Problem statement
Go through the data and copy each line where the string "naming" appears.

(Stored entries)

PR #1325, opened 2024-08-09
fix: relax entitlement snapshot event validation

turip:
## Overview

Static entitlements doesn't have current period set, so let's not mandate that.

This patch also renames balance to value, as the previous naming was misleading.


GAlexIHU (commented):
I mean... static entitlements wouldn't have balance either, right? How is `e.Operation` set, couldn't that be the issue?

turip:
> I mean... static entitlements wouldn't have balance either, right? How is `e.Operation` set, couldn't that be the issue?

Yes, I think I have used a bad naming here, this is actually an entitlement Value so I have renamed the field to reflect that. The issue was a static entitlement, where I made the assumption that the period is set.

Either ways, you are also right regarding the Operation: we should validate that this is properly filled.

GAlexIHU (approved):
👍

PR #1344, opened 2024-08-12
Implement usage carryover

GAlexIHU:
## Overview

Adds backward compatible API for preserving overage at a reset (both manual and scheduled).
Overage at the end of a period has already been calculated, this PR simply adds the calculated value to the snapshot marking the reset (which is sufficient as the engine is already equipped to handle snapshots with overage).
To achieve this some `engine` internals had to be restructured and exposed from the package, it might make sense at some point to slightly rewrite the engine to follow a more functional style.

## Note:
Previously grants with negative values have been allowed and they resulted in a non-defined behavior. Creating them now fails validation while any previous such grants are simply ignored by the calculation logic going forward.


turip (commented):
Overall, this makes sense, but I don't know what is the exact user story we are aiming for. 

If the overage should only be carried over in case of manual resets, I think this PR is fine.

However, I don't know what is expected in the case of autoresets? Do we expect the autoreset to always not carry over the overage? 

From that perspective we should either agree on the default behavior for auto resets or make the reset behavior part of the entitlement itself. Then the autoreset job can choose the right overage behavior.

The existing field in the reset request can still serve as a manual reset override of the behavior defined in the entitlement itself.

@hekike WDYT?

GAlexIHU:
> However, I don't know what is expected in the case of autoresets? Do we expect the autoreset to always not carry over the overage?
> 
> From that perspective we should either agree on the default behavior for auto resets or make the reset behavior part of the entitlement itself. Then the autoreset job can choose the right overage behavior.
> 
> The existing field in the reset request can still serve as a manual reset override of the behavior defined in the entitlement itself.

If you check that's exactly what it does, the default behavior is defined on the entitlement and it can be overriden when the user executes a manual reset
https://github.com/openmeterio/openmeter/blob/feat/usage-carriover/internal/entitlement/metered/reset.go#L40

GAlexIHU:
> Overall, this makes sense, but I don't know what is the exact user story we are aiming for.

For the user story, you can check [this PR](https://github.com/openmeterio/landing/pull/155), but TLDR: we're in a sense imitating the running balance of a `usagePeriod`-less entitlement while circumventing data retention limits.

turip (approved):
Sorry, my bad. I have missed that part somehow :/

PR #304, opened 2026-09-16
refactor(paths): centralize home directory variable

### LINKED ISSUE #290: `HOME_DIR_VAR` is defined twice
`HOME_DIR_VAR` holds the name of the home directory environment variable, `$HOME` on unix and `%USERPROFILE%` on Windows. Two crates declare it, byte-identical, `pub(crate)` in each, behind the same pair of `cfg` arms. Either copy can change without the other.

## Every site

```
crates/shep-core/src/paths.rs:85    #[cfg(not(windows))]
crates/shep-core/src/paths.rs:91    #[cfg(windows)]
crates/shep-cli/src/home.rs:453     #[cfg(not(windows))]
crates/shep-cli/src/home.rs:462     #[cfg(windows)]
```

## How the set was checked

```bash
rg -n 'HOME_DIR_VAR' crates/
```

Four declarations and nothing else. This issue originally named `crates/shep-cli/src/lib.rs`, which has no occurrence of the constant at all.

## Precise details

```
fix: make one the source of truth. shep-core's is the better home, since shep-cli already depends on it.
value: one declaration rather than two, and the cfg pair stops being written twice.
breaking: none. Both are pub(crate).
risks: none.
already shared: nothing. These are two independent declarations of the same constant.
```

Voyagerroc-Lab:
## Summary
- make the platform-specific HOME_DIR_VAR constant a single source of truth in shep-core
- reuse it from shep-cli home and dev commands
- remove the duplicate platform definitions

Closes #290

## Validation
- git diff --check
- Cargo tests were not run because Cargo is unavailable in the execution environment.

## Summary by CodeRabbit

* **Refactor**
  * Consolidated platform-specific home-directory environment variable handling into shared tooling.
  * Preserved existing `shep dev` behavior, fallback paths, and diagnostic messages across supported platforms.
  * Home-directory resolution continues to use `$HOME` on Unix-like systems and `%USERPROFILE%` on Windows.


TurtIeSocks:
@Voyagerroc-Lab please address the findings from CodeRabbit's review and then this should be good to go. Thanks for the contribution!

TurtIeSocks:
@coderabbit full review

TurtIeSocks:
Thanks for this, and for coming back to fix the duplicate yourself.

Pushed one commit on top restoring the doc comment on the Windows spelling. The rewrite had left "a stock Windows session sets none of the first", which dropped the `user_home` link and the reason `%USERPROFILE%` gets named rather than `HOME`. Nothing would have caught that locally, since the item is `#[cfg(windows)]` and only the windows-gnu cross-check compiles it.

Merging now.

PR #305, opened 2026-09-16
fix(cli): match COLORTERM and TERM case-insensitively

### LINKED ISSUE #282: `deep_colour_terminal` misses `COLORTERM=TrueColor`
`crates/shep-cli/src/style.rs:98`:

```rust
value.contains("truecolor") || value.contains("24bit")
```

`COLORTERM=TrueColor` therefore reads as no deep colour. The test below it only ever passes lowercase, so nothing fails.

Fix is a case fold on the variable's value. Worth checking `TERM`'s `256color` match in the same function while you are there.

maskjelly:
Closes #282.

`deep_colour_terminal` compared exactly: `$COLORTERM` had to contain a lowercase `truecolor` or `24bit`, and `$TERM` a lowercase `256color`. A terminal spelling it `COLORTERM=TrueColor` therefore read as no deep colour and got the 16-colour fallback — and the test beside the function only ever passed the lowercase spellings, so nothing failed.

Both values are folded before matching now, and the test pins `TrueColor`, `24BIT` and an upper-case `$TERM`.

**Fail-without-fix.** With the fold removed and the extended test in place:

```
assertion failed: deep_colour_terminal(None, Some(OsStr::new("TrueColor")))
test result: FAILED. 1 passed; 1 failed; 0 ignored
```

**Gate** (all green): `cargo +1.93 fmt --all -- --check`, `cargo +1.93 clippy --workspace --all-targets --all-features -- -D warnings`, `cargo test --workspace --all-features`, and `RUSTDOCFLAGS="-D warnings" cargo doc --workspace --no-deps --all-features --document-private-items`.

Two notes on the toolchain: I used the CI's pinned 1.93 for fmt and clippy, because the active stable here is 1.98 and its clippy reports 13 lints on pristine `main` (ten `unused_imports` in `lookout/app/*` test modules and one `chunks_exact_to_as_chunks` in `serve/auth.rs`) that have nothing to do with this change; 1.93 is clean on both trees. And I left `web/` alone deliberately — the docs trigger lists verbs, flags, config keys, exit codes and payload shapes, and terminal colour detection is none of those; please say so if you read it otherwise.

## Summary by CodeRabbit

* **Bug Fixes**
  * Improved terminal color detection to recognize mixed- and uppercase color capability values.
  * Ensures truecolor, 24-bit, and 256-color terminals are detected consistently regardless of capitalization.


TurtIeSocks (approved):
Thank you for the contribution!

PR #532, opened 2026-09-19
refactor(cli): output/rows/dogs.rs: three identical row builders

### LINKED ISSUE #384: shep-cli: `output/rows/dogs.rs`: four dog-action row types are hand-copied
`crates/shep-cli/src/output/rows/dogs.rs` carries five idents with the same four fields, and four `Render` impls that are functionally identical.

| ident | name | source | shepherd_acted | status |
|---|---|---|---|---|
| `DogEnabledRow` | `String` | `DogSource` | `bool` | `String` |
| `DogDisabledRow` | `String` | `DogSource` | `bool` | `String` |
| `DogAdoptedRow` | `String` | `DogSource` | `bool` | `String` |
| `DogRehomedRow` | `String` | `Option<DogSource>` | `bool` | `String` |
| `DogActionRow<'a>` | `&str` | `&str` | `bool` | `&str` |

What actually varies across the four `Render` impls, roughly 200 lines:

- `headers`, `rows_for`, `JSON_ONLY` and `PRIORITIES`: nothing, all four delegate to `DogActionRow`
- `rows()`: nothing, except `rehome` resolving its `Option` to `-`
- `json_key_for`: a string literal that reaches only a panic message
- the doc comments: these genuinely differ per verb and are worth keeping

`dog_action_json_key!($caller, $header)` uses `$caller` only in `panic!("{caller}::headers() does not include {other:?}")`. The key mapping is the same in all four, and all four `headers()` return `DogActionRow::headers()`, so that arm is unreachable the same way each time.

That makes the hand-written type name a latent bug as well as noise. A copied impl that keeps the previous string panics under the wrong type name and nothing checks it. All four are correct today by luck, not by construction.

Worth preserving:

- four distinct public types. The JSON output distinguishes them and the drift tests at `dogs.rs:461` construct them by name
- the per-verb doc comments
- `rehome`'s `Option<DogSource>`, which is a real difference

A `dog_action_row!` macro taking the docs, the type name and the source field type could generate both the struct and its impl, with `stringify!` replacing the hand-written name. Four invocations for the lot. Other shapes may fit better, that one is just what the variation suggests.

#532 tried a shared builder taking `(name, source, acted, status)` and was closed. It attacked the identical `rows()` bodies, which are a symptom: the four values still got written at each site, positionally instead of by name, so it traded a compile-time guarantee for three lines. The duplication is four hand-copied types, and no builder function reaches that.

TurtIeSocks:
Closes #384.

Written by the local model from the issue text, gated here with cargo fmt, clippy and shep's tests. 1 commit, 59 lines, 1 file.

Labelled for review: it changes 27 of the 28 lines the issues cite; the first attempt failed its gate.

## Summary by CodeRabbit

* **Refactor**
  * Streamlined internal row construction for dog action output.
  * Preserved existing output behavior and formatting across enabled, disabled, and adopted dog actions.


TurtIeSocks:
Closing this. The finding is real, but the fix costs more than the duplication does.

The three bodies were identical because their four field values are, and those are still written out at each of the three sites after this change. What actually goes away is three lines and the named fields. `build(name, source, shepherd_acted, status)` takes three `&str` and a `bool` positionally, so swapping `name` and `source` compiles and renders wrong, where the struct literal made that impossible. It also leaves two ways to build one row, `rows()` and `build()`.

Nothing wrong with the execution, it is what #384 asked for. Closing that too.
---
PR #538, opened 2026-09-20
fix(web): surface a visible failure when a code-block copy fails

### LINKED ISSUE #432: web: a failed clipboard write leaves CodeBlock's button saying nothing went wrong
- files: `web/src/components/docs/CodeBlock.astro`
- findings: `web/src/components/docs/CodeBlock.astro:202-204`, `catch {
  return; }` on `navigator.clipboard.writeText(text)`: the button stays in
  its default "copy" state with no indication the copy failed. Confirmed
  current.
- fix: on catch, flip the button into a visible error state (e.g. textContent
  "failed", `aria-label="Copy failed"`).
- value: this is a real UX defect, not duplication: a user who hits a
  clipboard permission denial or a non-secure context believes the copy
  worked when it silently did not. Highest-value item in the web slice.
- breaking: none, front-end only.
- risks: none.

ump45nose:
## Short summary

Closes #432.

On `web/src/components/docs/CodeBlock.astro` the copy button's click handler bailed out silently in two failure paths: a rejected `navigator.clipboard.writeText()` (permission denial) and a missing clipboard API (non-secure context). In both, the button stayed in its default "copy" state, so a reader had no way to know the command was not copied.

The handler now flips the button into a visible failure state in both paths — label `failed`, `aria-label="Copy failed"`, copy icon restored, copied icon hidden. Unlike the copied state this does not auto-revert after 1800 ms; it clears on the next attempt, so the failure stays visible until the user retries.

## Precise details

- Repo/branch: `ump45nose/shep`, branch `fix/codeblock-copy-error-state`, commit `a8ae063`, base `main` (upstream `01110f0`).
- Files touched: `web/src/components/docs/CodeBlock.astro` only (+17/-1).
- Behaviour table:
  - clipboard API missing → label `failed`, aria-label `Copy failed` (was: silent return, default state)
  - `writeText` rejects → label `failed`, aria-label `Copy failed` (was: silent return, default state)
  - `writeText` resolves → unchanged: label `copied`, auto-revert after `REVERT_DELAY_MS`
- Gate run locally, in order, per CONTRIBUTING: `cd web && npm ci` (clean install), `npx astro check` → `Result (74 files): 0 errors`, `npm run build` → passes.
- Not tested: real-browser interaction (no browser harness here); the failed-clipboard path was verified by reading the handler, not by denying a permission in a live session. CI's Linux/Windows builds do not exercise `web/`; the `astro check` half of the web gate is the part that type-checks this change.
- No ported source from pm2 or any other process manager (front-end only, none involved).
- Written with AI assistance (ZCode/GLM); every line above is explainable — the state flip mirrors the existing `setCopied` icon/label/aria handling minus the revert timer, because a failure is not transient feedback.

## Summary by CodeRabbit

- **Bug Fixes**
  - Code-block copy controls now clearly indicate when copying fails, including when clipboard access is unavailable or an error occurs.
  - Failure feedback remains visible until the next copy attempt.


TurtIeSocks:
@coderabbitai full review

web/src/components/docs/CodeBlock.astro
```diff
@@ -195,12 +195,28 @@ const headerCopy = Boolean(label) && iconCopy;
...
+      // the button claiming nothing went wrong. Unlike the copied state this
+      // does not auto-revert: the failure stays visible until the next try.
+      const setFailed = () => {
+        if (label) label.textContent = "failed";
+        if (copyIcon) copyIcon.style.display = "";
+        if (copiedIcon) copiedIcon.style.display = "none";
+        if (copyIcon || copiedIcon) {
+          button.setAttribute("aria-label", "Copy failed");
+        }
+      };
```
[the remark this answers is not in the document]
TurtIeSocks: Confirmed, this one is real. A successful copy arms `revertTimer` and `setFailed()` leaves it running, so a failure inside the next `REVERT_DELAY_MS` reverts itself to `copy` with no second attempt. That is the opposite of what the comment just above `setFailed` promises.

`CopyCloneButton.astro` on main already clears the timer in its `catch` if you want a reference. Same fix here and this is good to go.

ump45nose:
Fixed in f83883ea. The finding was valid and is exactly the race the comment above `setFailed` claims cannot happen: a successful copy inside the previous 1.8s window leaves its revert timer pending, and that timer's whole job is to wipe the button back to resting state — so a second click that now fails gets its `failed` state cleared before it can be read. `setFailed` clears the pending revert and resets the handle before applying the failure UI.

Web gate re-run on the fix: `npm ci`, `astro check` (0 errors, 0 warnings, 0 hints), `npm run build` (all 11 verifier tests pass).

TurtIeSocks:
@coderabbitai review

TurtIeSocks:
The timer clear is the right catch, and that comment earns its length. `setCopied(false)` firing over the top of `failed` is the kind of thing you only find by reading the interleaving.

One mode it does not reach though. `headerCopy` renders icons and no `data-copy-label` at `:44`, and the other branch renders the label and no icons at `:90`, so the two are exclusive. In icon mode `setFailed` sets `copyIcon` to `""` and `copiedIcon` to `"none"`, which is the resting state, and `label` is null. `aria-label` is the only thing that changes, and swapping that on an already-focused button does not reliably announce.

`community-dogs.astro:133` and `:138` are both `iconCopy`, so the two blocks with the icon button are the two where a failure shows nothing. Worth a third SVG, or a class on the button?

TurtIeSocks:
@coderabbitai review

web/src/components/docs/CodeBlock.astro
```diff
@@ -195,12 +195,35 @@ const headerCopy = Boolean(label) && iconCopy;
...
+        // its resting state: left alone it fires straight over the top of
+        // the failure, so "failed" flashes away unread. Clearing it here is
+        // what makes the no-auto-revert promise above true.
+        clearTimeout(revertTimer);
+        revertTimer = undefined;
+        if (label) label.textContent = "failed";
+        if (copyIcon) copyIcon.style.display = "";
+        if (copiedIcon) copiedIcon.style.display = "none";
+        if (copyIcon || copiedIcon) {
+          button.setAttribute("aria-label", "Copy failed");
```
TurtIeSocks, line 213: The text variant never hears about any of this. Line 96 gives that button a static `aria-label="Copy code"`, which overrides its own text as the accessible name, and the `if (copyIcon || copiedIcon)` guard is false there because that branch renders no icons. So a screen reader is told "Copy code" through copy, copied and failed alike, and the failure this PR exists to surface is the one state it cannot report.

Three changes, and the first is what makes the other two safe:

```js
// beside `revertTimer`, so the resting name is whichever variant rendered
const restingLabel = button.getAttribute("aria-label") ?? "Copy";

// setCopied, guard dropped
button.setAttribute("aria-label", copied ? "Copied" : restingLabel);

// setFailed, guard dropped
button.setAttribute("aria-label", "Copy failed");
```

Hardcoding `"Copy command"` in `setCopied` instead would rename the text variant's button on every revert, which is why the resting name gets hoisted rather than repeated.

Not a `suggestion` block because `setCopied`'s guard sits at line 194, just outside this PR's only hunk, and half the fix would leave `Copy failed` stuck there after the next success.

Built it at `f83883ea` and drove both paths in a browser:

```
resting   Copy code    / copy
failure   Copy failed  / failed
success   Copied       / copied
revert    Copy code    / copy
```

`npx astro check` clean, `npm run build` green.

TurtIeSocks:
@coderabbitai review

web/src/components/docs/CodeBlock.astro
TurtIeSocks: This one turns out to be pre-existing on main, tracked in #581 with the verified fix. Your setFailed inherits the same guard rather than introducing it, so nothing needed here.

Solution for this task
This patch also renames balance to value, as the previous naming was misleading.
Yes, I think I have used a bad naming here, this is actually an entitlement Value so I have renamed the field to reflect that. The issue was a static entitlement, where I made the assumption that the period is set.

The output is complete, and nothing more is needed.